Greek and Arabic discussions of smell1

Greek philosophers and medical authors wrote far more about the sense of smell than reached the medieval world, as recent research has attested.2 Texts from the Hippocratic Corpus, Empedocles, Hellenistic doctors, and Theophrastus all discussed the mechanism and uses of the human sense of smell. While most of these sources made little impact on thinking about the senses in medieval Europe, there are two general groupings of Greek theories on smelling that were important to scholastic thought on the sense of smell: the Aristotelian and the Galenic.3 Medieval scholars received the theories of Galen and Aristotle first through Arabic medicine and later directly.
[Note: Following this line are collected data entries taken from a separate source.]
Issue #9222, opened 2016-01-09
Move Epoch type to gfx_traits


jdm:
It's defined in msg but used in a bunch of places that all depend on gfx_traits, and it's a gfx-related concept.

Code: `components/msg/compositor_msg.rs`, `components/gfx_traits/lib.rs`

PR #32296, opened 2024-05-15
Move non-gfx things out of `gfx_traits` and create a `base` crate

mrobinson:
For a long time, `gfx_traits` has held a lot of things unrelated to graphics
and also unrelated to the `gfx` crate (which is mostly about fonts).
This is a cleanup which does a few things:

The Arabic-language authors who are cited most often in European discussions of smell are Isaac Israeli, Avicenna, Averroes, Haly Abbas, and Constantine the African. These authors were primarily medical authorities, so it is unsurprising that their main intellectual loyalty on the subject of olfaction lay with the physician Galen rather than the philosopher Aristotle. However, many of these writers, the most influential of whom was Avicenna, fused aspects of Aristotelian thought with Galenic medicine to form a new Galenic-Arabic theory of the sense smell. It is this Galenic-Arabic theory that became the starting point for medieval European smell theories.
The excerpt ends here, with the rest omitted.